● **Problem**:
Within the material below, locate the line with "tao-test-runner-qti-fe repository has" and the line with "I don't see", then return those two lines and all lines between them, exactly as written.

● **Data shown**:
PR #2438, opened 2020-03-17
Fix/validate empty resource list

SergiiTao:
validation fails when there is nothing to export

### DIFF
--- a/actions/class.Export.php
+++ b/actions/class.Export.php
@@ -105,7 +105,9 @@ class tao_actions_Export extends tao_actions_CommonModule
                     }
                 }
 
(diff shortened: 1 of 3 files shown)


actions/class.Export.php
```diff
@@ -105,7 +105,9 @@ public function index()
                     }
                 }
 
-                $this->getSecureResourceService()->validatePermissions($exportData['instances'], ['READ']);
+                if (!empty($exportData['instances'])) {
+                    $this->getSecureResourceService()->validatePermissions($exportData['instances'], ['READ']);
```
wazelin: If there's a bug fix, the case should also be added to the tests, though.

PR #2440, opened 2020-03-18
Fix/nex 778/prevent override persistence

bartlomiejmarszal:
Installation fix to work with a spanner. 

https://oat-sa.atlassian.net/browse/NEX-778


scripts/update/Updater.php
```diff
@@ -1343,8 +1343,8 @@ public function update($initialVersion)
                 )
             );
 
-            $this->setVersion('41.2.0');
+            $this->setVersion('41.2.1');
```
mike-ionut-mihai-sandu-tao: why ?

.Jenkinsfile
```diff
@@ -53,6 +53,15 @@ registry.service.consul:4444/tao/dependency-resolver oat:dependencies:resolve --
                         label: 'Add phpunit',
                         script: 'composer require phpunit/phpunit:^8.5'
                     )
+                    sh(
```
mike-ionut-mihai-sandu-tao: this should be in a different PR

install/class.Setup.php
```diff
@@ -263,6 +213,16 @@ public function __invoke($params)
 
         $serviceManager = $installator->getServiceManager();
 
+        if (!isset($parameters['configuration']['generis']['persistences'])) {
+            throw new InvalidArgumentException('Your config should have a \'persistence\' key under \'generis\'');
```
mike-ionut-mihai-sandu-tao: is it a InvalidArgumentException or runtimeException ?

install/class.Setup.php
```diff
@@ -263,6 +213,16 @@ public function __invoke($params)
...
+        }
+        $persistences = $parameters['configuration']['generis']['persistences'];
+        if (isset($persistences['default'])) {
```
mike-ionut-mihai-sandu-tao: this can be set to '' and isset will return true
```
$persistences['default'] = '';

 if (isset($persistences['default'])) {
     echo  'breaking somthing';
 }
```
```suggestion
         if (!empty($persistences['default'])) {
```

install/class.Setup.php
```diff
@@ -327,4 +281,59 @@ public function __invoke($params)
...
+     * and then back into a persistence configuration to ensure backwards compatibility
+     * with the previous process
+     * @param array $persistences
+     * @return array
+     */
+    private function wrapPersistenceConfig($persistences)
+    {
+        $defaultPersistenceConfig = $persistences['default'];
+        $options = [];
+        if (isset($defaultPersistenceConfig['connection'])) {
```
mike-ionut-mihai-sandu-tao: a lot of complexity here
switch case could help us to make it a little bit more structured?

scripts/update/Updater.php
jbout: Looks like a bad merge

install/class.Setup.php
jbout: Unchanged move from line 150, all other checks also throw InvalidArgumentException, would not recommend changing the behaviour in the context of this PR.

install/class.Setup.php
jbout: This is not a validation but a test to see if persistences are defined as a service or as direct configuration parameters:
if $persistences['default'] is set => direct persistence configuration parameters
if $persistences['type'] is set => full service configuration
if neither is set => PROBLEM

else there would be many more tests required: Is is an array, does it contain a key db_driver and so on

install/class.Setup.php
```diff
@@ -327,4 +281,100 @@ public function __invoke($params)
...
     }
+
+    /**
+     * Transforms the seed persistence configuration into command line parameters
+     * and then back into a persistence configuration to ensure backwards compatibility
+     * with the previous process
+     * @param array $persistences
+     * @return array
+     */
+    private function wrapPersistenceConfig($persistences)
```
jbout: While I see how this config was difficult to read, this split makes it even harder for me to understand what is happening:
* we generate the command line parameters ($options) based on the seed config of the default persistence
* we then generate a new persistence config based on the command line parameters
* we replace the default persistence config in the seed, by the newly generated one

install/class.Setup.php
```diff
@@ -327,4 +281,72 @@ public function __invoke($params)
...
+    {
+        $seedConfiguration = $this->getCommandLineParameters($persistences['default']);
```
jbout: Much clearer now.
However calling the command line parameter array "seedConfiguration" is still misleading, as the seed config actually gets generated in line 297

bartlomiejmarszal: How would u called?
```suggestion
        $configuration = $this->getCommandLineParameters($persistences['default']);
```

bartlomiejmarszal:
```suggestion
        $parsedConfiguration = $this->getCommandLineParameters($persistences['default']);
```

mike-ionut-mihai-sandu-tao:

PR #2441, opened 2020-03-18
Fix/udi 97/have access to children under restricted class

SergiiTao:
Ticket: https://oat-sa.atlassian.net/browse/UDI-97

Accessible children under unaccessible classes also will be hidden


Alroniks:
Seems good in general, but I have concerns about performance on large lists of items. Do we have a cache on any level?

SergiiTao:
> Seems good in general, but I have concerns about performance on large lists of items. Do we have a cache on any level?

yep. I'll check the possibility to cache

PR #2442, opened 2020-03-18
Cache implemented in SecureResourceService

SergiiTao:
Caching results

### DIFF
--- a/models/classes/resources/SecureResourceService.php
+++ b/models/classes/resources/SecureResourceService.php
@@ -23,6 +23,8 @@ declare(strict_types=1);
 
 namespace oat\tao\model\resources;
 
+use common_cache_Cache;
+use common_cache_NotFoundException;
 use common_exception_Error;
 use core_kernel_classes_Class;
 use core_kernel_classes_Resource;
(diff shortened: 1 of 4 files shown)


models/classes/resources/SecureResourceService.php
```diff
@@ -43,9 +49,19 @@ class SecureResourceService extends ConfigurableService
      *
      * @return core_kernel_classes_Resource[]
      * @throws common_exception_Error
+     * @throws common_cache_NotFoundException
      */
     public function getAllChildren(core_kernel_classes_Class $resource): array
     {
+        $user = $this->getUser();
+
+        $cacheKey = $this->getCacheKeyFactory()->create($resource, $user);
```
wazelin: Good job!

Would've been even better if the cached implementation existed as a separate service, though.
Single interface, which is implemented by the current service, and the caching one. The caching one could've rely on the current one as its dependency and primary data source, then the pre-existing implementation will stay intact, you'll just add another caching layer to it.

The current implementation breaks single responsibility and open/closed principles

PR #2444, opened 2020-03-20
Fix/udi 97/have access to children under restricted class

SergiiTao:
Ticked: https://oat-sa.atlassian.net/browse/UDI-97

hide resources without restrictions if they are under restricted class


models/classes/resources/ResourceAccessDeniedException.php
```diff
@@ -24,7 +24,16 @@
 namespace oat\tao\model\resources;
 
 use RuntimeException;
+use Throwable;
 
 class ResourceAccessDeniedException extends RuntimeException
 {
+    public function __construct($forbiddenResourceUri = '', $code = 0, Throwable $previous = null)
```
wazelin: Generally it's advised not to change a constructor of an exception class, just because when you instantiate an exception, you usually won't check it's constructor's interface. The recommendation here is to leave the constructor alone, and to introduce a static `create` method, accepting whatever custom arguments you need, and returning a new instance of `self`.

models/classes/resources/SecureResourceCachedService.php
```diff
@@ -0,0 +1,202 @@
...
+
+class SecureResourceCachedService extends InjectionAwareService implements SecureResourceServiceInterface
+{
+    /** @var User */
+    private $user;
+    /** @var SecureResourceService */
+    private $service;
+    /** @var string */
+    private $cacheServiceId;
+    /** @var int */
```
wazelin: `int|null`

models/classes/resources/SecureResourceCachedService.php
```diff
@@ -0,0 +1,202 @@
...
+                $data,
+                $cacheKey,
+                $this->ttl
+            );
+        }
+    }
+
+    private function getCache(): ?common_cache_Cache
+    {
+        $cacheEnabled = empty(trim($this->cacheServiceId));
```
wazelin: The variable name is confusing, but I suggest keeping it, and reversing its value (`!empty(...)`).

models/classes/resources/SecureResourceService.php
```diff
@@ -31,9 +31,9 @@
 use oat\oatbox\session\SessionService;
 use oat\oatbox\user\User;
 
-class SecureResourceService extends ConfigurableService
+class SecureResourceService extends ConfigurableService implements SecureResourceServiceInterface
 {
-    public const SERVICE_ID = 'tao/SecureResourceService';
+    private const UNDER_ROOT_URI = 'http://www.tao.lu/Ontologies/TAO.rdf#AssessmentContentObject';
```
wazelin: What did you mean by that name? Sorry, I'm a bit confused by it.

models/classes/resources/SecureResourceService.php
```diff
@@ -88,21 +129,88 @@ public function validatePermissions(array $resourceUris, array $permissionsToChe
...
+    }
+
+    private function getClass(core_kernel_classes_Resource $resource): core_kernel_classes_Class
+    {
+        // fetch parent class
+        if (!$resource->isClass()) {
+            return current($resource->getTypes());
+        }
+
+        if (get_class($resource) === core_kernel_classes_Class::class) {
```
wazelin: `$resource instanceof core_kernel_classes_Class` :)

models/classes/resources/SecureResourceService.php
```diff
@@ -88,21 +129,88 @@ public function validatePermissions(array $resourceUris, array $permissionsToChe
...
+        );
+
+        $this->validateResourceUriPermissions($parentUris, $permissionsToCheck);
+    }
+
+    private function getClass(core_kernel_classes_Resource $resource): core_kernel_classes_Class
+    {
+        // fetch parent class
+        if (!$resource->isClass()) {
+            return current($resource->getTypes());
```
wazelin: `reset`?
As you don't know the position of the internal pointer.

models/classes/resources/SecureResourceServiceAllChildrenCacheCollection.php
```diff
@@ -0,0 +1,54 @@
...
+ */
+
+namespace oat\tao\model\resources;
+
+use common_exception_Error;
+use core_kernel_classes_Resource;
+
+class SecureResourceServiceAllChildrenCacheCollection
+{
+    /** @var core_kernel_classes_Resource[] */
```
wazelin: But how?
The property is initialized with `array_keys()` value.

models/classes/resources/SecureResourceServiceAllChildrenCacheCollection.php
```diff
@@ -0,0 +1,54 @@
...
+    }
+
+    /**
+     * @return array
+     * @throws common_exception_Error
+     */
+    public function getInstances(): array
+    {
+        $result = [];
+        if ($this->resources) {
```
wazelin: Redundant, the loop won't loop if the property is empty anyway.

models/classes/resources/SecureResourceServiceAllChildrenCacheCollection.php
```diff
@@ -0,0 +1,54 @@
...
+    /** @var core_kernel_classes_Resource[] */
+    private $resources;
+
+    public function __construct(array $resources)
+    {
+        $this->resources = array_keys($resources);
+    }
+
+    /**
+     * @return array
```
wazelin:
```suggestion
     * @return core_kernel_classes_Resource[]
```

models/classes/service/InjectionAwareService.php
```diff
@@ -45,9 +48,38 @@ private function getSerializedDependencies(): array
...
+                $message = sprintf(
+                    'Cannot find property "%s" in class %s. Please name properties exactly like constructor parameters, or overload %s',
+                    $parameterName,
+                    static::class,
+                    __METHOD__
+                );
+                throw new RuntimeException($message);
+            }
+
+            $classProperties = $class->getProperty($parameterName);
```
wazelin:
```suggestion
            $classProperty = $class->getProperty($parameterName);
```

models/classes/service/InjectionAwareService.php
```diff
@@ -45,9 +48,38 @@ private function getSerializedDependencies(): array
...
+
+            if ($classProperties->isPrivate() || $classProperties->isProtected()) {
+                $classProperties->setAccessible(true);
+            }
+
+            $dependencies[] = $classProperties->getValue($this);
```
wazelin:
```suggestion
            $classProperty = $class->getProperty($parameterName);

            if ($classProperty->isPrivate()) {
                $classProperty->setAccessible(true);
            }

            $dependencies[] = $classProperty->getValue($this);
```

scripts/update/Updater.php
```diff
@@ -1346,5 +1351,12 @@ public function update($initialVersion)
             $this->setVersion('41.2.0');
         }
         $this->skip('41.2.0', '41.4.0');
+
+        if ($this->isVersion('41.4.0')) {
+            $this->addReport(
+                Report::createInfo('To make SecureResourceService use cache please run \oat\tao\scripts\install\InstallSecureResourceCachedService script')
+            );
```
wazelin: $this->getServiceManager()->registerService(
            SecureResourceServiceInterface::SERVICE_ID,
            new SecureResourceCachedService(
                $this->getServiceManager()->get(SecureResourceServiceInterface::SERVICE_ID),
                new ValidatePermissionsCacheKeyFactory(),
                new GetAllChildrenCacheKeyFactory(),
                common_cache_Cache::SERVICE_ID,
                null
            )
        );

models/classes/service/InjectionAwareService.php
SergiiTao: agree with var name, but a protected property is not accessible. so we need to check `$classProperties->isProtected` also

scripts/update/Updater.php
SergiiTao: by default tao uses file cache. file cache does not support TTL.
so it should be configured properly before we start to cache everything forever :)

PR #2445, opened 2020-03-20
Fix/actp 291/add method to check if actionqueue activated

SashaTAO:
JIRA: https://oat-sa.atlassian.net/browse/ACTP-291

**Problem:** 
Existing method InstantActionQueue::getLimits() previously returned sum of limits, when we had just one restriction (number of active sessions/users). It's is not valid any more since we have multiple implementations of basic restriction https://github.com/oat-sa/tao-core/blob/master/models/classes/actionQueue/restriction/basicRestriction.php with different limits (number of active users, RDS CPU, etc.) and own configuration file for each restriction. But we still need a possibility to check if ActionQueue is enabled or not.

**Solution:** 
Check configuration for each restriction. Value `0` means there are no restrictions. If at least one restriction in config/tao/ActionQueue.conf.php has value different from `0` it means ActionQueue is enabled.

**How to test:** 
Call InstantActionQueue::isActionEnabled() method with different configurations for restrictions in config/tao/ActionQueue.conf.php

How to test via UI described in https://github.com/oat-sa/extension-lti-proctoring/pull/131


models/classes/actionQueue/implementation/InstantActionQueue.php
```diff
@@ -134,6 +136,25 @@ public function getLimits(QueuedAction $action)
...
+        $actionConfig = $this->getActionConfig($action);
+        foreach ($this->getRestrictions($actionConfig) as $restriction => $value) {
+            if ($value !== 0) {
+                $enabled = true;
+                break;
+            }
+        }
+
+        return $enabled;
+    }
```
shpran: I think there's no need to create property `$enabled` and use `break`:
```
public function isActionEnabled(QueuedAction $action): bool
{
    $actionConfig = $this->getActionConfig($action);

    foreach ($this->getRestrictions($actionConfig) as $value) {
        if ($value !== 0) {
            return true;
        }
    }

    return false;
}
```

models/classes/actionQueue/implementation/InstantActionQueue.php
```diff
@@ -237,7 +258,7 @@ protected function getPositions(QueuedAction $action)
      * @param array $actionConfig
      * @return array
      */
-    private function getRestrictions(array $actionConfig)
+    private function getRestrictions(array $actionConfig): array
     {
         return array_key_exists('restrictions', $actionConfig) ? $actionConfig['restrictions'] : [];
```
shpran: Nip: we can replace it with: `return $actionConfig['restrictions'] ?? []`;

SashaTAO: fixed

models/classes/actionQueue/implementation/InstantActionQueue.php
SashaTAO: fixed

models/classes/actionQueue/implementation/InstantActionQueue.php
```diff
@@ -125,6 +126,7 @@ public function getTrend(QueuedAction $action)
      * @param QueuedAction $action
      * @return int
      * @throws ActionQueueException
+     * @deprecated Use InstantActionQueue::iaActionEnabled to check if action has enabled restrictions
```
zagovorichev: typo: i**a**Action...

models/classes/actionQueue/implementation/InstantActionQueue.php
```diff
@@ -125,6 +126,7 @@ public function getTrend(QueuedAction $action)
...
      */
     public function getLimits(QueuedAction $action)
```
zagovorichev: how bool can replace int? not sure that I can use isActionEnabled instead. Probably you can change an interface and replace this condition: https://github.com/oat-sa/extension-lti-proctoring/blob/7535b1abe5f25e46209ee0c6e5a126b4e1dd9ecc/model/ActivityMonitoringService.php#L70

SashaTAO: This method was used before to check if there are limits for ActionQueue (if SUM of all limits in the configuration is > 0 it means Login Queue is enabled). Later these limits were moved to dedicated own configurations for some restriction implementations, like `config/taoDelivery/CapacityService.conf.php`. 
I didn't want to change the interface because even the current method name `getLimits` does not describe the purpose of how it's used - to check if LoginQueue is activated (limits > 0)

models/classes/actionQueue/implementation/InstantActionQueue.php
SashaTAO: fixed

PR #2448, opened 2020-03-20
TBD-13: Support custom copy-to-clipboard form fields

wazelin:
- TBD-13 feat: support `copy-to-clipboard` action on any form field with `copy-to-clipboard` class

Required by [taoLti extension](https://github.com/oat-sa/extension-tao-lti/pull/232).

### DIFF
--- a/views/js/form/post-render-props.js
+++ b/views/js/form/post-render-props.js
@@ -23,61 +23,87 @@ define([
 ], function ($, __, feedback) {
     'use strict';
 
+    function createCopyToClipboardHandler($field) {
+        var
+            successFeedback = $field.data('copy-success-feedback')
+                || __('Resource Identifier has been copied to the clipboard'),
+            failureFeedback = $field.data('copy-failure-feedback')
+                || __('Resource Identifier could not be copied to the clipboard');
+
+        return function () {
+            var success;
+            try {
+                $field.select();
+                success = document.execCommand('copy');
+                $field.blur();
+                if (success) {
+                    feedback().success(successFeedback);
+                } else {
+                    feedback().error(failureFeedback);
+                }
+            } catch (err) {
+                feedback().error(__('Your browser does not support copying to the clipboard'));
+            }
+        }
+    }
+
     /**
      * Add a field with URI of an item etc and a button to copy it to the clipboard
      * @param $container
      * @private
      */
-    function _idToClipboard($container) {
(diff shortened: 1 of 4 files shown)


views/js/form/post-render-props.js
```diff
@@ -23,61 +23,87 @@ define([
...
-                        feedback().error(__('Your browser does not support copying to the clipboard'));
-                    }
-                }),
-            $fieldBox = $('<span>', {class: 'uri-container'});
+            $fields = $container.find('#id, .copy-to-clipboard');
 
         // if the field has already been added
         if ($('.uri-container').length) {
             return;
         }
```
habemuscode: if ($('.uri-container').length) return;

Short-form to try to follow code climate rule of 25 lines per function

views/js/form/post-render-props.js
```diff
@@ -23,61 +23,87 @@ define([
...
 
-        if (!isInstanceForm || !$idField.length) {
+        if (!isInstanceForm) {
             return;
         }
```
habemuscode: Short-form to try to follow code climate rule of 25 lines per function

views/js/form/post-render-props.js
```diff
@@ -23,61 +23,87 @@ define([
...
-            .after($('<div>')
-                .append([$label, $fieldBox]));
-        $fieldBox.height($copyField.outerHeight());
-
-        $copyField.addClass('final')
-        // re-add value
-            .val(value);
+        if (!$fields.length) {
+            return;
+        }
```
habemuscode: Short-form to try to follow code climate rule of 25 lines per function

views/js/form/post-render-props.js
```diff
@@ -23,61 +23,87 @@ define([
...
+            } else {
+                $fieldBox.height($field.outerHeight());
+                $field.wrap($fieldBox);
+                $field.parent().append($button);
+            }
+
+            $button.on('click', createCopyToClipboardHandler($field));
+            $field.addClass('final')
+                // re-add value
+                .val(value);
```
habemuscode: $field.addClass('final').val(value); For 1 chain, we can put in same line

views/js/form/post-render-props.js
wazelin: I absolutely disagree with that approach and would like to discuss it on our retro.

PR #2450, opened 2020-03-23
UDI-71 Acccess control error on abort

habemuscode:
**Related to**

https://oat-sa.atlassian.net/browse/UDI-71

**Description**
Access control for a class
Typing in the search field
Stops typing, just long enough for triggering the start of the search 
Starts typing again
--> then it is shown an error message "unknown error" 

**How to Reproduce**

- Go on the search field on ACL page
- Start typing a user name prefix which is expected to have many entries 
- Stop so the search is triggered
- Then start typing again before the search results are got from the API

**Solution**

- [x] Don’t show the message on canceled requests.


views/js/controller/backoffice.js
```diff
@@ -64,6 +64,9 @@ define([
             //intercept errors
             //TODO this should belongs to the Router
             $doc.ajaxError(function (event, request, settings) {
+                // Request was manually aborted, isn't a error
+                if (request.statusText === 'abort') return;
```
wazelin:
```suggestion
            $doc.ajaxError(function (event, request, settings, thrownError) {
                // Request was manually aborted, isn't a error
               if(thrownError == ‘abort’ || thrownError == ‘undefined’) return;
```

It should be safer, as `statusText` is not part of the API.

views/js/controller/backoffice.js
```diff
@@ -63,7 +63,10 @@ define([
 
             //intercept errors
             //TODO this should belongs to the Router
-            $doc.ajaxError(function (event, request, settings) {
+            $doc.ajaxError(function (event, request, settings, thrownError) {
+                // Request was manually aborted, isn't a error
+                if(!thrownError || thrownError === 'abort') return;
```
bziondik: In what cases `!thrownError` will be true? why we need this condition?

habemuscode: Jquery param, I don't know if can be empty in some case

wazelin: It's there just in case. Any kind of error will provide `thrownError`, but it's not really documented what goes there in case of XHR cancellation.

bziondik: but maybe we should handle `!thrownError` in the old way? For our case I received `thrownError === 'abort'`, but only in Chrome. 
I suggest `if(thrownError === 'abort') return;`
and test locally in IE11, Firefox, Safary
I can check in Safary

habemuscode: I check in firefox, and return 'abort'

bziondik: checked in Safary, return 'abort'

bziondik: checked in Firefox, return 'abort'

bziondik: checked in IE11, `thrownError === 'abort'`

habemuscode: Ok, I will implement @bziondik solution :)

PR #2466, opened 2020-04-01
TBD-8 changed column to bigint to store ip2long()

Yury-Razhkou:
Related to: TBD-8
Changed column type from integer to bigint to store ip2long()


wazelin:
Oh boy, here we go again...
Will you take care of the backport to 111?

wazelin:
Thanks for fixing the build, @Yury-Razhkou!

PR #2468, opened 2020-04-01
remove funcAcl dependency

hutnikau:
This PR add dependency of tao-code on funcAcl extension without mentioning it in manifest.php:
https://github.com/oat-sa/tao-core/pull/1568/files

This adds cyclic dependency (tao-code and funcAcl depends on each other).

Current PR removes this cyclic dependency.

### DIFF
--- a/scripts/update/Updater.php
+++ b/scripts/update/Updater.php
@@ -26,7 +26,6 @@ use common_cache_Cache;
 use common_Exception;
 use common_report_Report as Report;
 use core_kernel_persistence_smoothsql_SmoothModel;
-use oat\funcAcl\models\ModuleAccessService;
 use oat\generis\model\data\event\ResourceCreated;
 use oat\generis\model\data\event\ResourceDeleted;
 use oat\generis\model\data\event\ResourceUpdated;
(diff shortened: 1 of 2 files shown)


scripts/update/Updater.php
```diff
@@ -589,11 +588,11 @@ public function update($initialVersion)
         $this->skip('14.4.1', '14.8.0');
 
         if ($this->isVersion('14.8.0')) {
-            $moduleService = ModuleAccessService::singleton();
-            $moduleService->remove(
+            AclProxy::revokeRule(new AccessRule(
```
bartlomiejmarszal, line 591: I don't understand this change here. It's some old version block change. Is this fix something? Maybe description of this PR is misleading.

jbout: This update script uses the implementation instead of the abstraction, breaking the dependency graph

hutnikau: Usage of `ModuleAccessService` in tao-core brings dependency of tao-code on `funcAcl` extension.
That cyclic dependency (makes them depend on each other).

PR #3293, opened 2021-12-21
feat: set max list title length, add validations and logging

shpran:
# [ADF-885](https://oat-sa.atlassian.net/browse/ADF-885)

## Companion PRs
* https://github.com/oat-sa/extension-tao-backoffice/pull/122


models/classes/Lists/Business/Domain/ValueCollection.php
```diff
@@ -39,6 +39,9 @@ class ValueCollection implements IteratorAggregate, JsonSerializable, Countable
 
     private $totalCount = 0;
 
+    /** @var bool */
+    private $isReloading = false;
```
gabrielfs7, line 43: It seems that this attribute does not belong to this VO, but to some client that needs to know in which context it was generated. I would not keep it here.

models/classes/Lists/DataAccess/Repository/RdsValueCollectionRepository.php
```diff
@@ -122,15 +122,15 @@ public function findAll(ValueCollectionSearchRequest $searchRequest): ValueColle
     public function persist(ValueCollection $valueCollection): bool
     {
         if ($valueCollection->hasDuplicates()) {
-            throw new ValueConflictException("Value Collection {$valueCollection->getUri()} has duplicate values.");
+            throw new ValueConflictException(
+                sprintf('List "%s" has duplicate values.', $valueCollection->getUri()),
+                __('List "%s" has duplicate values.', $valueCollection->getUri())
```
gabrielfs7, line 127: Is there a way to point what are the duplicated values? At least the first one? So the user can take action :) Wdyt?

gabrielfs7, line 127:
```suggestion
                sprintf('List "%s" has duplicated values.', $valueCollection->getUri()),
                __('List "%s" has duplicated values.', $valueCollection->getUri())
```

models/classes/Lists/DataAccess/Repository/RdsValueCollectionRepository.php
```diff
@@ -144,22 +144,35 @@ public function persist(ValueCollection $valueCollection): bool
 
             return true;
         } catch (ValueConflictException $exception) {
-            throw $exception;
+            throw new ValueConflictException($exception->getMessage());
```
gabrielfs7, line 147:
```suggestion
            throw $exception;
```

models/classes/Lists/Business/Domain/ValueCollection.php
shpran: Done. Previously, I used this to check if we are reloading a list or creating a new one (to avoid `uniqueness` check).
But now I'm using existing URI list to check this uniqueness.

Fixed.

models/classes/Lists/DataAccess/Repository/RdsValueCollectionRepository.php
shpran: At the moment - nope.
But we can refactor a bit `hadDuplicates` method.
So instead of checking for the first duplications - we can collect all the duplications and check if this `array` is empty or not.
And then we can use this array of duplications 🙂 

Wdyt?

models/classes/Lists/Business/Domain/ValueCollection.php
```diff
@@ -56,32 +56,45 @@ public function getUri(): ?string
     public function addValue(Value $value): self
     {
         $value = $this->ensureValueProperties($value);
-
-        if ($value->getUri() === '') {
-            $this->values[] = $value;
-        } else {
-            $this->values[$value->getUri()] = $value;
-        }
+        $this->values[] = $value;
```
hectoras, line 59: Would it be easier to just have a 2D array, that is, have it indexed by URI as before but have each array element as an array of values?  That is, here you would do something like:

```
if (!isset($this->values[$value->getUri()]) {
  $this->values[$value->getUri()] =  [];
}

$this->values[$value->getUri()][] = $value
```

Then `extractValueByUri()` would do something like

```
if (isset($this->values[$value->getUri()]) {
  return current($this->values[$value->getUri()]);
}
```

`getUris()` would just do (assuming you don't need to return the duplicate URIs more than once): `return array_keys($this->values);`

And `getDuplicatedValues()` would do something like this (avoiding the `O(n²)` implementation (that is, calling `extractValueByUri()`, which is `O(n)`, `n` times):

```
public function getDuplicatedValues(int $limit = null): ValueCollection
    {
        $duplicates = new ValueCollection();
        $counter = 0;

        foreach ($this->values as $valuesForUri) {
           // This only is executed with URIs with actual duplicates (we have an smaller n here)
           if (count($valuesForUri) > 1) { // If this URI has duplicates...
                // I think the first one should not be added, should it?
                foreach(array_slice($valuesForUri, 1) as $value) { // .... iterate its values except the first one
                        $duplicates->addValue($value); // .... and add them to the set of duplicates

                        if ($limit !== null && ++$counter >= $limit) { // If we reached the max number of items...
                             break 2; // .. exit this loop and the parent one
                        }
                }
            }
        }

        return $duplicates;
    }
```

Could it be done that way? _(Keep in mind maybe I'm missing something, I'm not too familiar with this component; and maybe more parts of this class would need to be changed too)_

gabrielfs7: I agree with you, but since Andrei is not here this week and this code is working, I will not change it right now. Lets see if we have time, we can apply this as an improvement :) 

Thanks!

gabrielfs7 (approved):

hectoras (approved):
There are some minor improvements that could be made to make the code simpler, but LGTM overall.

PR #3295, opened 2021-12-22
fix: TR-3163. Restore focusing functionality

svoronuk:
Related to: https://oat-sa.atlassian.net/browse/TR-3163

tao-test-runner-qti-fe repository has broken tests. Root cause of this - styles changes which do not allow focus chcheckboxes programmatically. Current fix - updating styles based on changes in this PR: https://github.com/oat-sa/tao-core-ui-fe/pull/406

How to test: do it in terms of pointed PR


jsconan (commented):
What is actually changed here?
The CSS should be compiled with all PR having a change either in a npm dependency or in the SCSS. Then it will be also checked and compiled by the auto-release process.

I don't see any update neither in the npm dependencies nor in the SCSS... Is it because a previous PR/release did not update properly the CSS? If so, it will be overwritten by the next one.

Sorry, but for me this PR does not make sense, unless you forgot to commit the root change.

● **Output**:
tao-test-runner-qti-fe repository has broken tests. Root cause of this - styles changes which do not allow focus chcheckboxes programmatically. Current fix - updating styles based on changes in this PR: https://github.com/oat-sa/tao-core-ui-fe/pull/406

How to test: do it in terms of pointed PR


jsconan (commented):
What is actually changed here?
The CSS should be compiled with all PR having a change either in a npm dependency or in the SCSS. Then it will be also checked and compiled by the auto-release process.

I don't see any update neither in the npm dependencies nor in the SCSS... Is it because a previous PR/release did not update properly the CSS? If so, it will be overwritten by the next one.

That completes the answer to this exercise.